Here are some photos of my car w/ the HPA SHS coilovers installed. I had Achtun!ng in Redmond, WA install them (Thanks Dion and Crew!). Due to my aggressive 245 tires w/ ET45 wheels, I had them only drop it 1" all around. I think I may be able to go lower in front if I did the screw and liner mod. I don't like how the rear has less gap than the front.

No complains on the quality of these. The ride is very OEM - with a bit less "bussle" for lack of a better word, when the car is unloaded. The OEM S-line springs felt nervous with no passengers, easy-driving and less than a 1/2 tank. These SHSs feel like there is one person in the car w/ their weight evenly dispersed...the ride is less nervous.

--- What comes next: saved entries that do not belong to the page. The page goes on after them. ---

PR #799, opened 2024-07-24
feat:  better arg split logic for MCLI_LOADER

j03-dev:
-

-

#### Migration notes

...

### DIFF
--- a/meta-cli/src/deploy/actors/task.rs
+++ b/meta-cli/src/deploy/actors/task.rs
@@ -397,3 +397,135 @@ impl<A: TaskAction + 'static> Handler<Stop> for TaskActor<A> {
         }
     }
 }
+
+mod shell_words {
+    use core::fmt;
+
+    #[derive(Clone, Copy, Debug, PartialEq, Eq)]
+    pub struct ParseError;
+
+    impl fmt::Display for ParseError {
+        fn fmt(&self, f: &mut fmt::Formatter) -> fmt::Result {
+            f.write_str("missing closing quote")
+        }
+    }
+
+    #[cfg(feature = "std")]
+    impl std::error::Error for ParseError {}
+
+    enum State {
+        Delimiter,
+        Backslash,
+        Unquoted,
+        UnquotedBackslash,
+        SingleQuoted,
+        DoubleQuoted,
+        DoubleQuotedBackslash,
+        Comment,
+    }
+
+    pub fn split(s: &str) -> Result<Vec<String>, ParseError> {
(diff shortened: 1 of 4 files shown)


meta-cli/src/deploy/actors/task.rs
```diff
@@ -397,3 +397,132 @@ impl<A: TaskAction + 'static> Handler<Stop> for TaskActor<A> {
         }
     }
 }
+
+mod shell_words {
+    use core::fmt;
+
+    #[derive(Clone, Copy, Debug, PartialEq, Eq)]
+    pub struct ParseError;
```
afmika, line 405: You should move this into a separate file and add the license on top, like [this one](https://github.com/metatypedev/metatype/blob/main/typegraph/deno/sdk/src/deps/_import.ts#L1)

meta-cli/src/deploy/actors/task/command.rs
```diff
@@ -78,8 +79,8 @@ impl CommandContext {
                 .to_string();
             let command = if !argv_str_fmtd.eq(&argv_str) {
                 // custom
-                let argv = argv_str_fmtd.split(' ').collect::<Vec<_>>();
-                let mut command = Command::new(argv[0]);
+                let argv = shell_words::split(&argv_str_fmtd).unwrap();
+                let mut command = Command::new(argv[0].clone());
```
afmika, line 83: `split` may fail as the env variable is provided by the user, so maybe you should add `context` to it before unwrap or  propagate the error if the function returns a result.

afmika (commented):
Looking good so far, just make sure you find all places where a naive `.split(' ')` is used on meta cli, the ones I provided was for reference.

meta-cli/src/deploy/actors/task.rs
afmika: yes, it's using the MIT license so it should be roughly the same as the example I provided.

meta-cli/src/utils/shell_words.rs
```diff
@@ -0,0 +1,153 @@
+// no-auto-license-header
+
+/*
+The MIT License (MIT)
+
+Copyright (c) 2020 Alexandre Piel
+Copyright 2018-2022 the Deno authors.
```
afmika, line 7: Wrong license? copy/paste the integrality of the author's license file content in here, then it should be ready to go 👍

afmika (changes requested):

afmika (approved):

PR #819, opened 2024-08-21
feat:  grpc runtime

j03-dev:
#### Migration notes

...

- [X] End-user documentation is updated to reflect the change


typegraph/core/src/runtimes/grpc/mod.rs
```diff
@@ -46,3 +39,30 @@ impl MaterializerConverter for GrpcMaterializer {
         })
     }
 }
+
+fn get_gprc_data(runtime_id: RuntimeId) -> Rc<GrpcRuntimeData> {
+    match Store::get_runtime(runtime_id).unwrap() {
+        Runtime::Grpc(data) => data,
+        _ => unreachable!(),
+    }
+}
```
michael-0acf4, line 48: Minimizing unwrap would be best imo, and instead always return Results (especially if assertions can break like in this case), wasm panics are pretty much unreadable at the time being.

typegraph/core/src/runtimes/grpc/type_generation.rs
```diff
@@ -0,0 +1,56 @@
...
+    let input_fields = get_message_field_descriptor(&file_descriptor, &input_message)?;
+    let output_fields = get_message_field_descriptor(&file_descriptor, &out_message)?;
+
+    Ok(Type {
+        input: traduct(input_fields)?,
+        output: traduct(output_fields)?,
+    })
+}
+
+fn traduct(fields: Fields) -> Result<TypeId> {
```
Natoandro, line 41: What does "traduct" mean?

typegraph/core/src/runtimes/grpc/type_generation.rs
```diff
@@ -0,0 +1,56 @@
...
+    let mut r#type = t::struct_();
+    for field in fields {
+        let the_type = match field.proto().type_name() {
+            "string" => t::string().build()?,
+            "int32" => t::integer().build()?,
+            "int64" => t::integer().build()?,
+            "bool" => t::boolean().build()?,
+            "float" => t::float().build()?,
+            tt => panic!("{tt} is not type"),
```
Natoandro, line 50: `Result::Err`?

Natoandro (approved):
Great work 💪 

PS: If you find any way to lighten the addition of new runtimes, feel free to write an RFC ;-)

Natoandro:
Can you update the description?

Natoandro (changes requested):
Tests required!

typegraph/core/src/runtimes/grpc/type_generation.rs
j03-dev: yeah i will change it ! still have strange error,

typegraph/python/typegraph/runtimes/grpc.py
```diff
@@ -0,0 +1,33 @@
...
+)
+from typegraph.gen.types import Err
+from typegraph.wit import runtimes, store
+
+
+class GrpcRuntime(Runtime):
+    def __init__(self, proto_file: str, endpoint: str):
+        file = open(proto_file, "r")
+        proto_file_content = file.read()
+        file.close()
```
michael-0acf4, line 18: I suggest you to rely on [fs.rs](https://github.com/metatypedev/metatype/blob/main/src/typegraph/core/src/utils/fs.rs#L123), this way you don't have to fight over workdir normalization accross the SDKs (something like [this](https://github.com/metatypedev/metatype/blob/7a221f62cef4dce2f9f2f961f0a5a855134ac22c/src/typegraph/core/src/utils/postprocess/deno_rt.rs#L23).

libs/common/src/grpc/proto_parser.rs
```diff
@@ -0,0 +1,167 @@
...
+            .trim_matches(';');
+        file_descriptor.set_package(package.to_string());
+        Ok(())
+    }
+
+    fn parse_message_start(line: &str) -> Result<DescriptorProto> {
+        let name = line
+            .split_whitespace()
+            .nth(1)
+            .ok_or_else(|| anyhow!("Invalid message line"))?
```
michael-0acf4, line 90: The message line is invalid, but which one? How can the user debug that?

libs/common/src/grpc/proto_parser.rs
```diff
@@ -0,0 +1,167 @@
...
+        message.set_name(name.to_string());
+        Ok(message)
+    }
+
+    fn parse_message_field(message: &mut DescriptorProto, line: &str) -> Result<()> {
+        let parts: Vec<&str> = line.split_whitespace().collect();
+        if parts.len() < 4 {
+            return Err(anyhow!("Invalid field line"));
+        }
+
```
michael-0acf4, line 102: Same here..

libs/common/src/grpc/proto_parser.rs
```diff
@@ -0,0 +1,167 @@
...
+    fn parse_enum_value(enum_type: &mut EnumDescriptorProto, line: &str) -> Result<()> {
+        let parts: Vec<&str> = line.split('=').collect();
+        if parts.len() != 2 {
+            return Err(anyhow!("Invalid enum value line"));
+        }
+
+        let name = parts[0].trim().to_string();
+        let number: i32 = parts[1].trim().trim_matches(';').parse()?;
+
```
michael-0acf4, line 153: What if there is a `/* multiline comment */` in between the number and `;`?

src/typegraph/deno/src/runtimes/grpc.ts
```diff
@@ -0,0 +1,24 @@
...
+import { runtimes } from "../wit.ts";
+import { Runtime } from "./mod.ts";
+
+export class GrpcRuntime extends Runtime {
+  constructor(protoFile: string, endpoint: string) {
+    const protoFileContent = new TextDecoder().decode(
+      Deno.readFileSync(protoFile),
+    );
+    const id = runtimes.registerGrpcRuntime({
+      protoFileContent,
```
michael-0acf4, line 14: I would suggest you to give the file path in the sdk and use fs context to read its content, unormalized `cwd` can give issues or introduce sneaky bugs.

michael-0acf4: Or better, treat proto files as artifacts just like how we do with DenoRuntime or PythonRuntime.

michael-0acf4 (changes requested):
I sort of get why you went the parser way but handling things like import resolution for example is not an easy task. Adapting [protobuf_parser ](https://docs.rs/protobuf-parse/latest/protobuf_parse/) to fit our needs might solve this. wdyt?

common.proto
```proto
syntax = "proto3";

package example;

message User {
    string name = 1;
    int32 id = 2;
}
```
main.proto
```
syntax = "proto3";

package example;

import "common.proto"; // <= here

service UserService {
    rpc listAll(User) returns (User);
}

```

src/typegraph/deno/src/runtimes/grpc.ts
j03-dev: But can we use fs context inside engine ? I'm not sure.

j03-dev: Definitively, we need to discuss .XD

docs/metatype.dev/docs/concepts/features-overview/index.mdx
```diff
@@ -59,9 +59,17 @@ We're taking any and all kinds of feature requests, suggestions and recommendati
       },
       {
         title: "gRPC API",
-        status: "future",
+        status: "complete",
         link: "/docs/reference/typegate",
-        body: <>Support to expose the typegraph through a gRPC API.</>,
+        body: (
+          <>
+             Expose your typegraph through a gRPC API, enabling high-performance,
```
Natoandro, line 66: > Expose your typegraph through a gRPC API
I think that is not accurate here, _"expose your gRPC API (...)"_ would be the one.

docs/metatype.dev/docs/reference/runtimes/grpc/index.mdx
```diff
@@ -0,0 +1,36 @@
...
+
+### `proto_file`
+
+The `proto_file` is the path to the `.proto` file that defines the gRPC service. This file contains the service definitions, including message types and method signatures, that the Typegraph will use to communicate with the gRPC server.
+
+### `endpoint`
+
+The `endpoint` is the address of the gRPC server that the Typegraph will communicate with. It uses the format `tcp://<host>:<port>`, and is specified to point to the correct server and port where the gRPC service is running.
+
+### `call_grpc_method`
```
Natoandro, line 26: And this one is not a variable either.

Natoandro, line 26: Can we rename this to `call`? It is method default on the `GrpcRuntime` so it is already clear that it is going to call a gRPC method.

docs/metatype.dev/docs/reference/runtimes/grpc/index.mdx
```diff
@@ -0,0 +1,36 @@
...
+
+This method is used to call a specific method on the gRPC service. It accepts the full path to the gRPC method, usually in the form `/package_name.service_name/method_name`. The **package_name** refers to the package defined in the `.proto` file, and it must be included when calling the method. In the example below, `greet` will call the `SayHello` method of the `Greeter` service within the `helloworld` package, as defined in the `helloworld.proto` file.
```
Natoandro, line 28: This method does not call a method on the gRPC service. Instead, it creates a typegraph function for a gRPC method call 😛

tests/runtimes/grpc/__snapshots__/grpc_test.ts.snap
```diff
@@ -0,0 +1,295 @@
...
+        "name": "deno",
+        "data": {
+          "worker": "default",
+          "permissions": {}
+        }
+      },
+      {
+        "name": "grpc",
+        "data": {
+          "proto_file_content": "syntax = \\\\"proto3\\\\";\\\\n\\\\npackage helloworld;\\\\n\\\\nservice Greeter {\\\\n  rpc SayHello (HelloRequest) returns (HelloReply) {}\\\\n}\\\\n\\\\nmessage HelloRequest {\\\\n  string name = 1;\\\\n}\\\\n\\\\nmessage HelloReply {\\\\n  string message = 1;\\\\n}\\\\n",
```
Natoandro, line 114: The proto file content could be large so, I suggest to upload it as an artifact instead of inlining. It is not required on this PR though, so just create a ticket for that.

tests/runtimes/grpc/geography.py
```diff
@@ -0,0 +1,23 @@
...
+
+
+BASE_DIR = Path(__file__).parent
+
+
+@typegraph()
+def geography(g: Graph):
+    endpoint = "tcp://localhost:4770"
+
+    geography = BASE_DIR.joinpath("proto/geography.proto")
```
Natoandro, line 17: Paths in a typegraph definition are always relative to the parent directory. You could resolve the absolute path in the typegraph core.

tests/runtimes/grpc/helloworld.py
```diff
@@ -0,0 +1,23 @@
+# Copyright Metatype OÜ, licensed under the Elastic License 2.0.
+# SPDX-License-Identifier: Elastic-2.0
+
+from pathlib import Path
+
+from typegraph import Graph, Policy, typegraph
+from typegraph.runtimes.grpc import GrpcRuntime
+
+
+BASE_DIR = Path(__file__).parent
```
Natoandro, line 10: Idem

tests/runtimes/grpc/helloworld.ts
```diff
@@ -0,0 +1,21 @@
...
+// SPDX-License-Identifier: Elastic-2.0
+
+import { Policy, typegraph } from "@typegraph/sdk/index.ts";
+import { GrpcRuntime } from "@typegraph/sdk/runtimes/grpc.ts";
+
+const __dirname = new URL(".", import.meta.url).pathname;
+
+export const tg = await typegraph("helloworld", (g) => {
+  const endpoint = "tcp://localhost:4770";
+  const helloworld = `${__dirname}proto/helloworld.proto`;
```
Natoandro, line 11: Idem

tools/compose/proto/helloworld.proto
Natoandro, line 1: You could use a symbolic link here to prevent discrepancies when the test proto files are changes.

Natoandro (changes requested):
Great job 👍

michael-0acf4 (dismissed):
Can be merged as a first iteration👍
lgtm

docs/metatype.dev/docs/reference/runtimes/grpc/index.mdx
j03-dev: Ok, inderstand

michael-0acf4 (approved):

examples/typegraphs/grpc.py
```diff
@@ -0,0 +1,25 @@
...
+
+
+@typegraph(
+    # skip:start
+    cors=Cors(allow_origin=["https://metatype.dev", "http://localhost:3000"]),
+    # skip:end
+)
+def grpc(g: Graph):
+    endpoint = "tcp://localhost:4770"
+    proto_file = "typegraphs/proto/helloworld.proto"
```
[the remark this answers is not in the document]
j03-dev: but proto file is not read by typegraph, core

Natoandro (approved):
Great :+1:

Waiting for the tests to pass...

PR #820, opened 2024-08-25
chore: use stable deno std from jsr

Natoandro:
- Bump deno std version, import from jsr

-

#### Migration notes

_N/A_


zifeo (dismissed):

Yohe-Am (commented):
Oh wow, I'd actually done some of this work in my flatten deps PR though this PR seems more extensive. Will try to apply the diffs in the other PR (#821) but I think we should avoid merging this to avoid...pain lol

As far as the rubbing - I have a few options: continue to spend mula and go to an ET47 offset wheel instead of my ET45's, or get 1.5 deg of rear negative camber. Not sure yet - I may go18x8 ET47 R8 replicas from Achtun!ing painted black and use the current wheels for winter w/ 225's on them which I think wouldn't rub since they'd be stretched a tiny bit on an 8.5" wide wheel.

Onto the photos:

BEFORE:









AFTER:









BEFORE:









AFTER:









GETTING SOME RUB SO REMOVED THE REAR SCREW AND CUT AWAY SOME PLASTIC - THESE 3 PHOTO SHOW THE REAR SUSPENSION AT 99% IT'S MAX TRAVEL:



























COILOVERS INSTALLED - Anyone know what that oily stuff could be? Time for a visit to the dealer! FRONT:









REAR:









BEAUTY SHOTS:































































Next up...Magnaflow R32 exhaust sound clips...


----------



## drew138 (Dec 3, 2006)

:thumbup::thumbup::thumbup: I'd lower the front to give it a bit more aggressive stance. But looks nice as-is. Not a fan of the mud flaps. Just my opinion.


----------



## NYCameron (Nov 17, 2010)

seeing your car just shows how much more I need some STANCE

are those phaeton wheels?


----------



## TroySico (Apr 20, 2002)

NYCameron said:


> seeing your car just shows how much more I need some STANCE
> 
> are those phaeton wheels?


Aren't we all up too late? :beer:

Yes, they are Phaeton wheels, called "Challenge" wheels. I had them refinished in a textured, shot-penned like finish. Love them...


----------



## TroySico (Apr 20, 2002)

drew138 said:


> :thumbup::thumbup::thumbup: I'd lower the front to give it a bit more aggressive stance. But looks nice as-is. Not a fan of the mud flaps. Just my opinion.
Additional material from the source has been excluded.